INPUT DATA.
____

Issue #416, opened 2022-06-22
crash when ziti identity is invalid


dovholuknf:
during the ip->dns migration many users had "garbage" replaced in the identity file. When there's an invalid URL in the ztAPI, the SDK crashes. It should not crash.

____

WORK TASK.
Output the data exactly, so that every line matches the original.

RESPONSE TO THIS TASK.
Issue #416, opened 2022-06-22
crash when ziti identity is invalid


dovholuknf:
during the ip->dns migration many users had "garbage" replaced in the identity file. When there's an invalid URL in the ztAPI, the SDK crashes. It should not crash.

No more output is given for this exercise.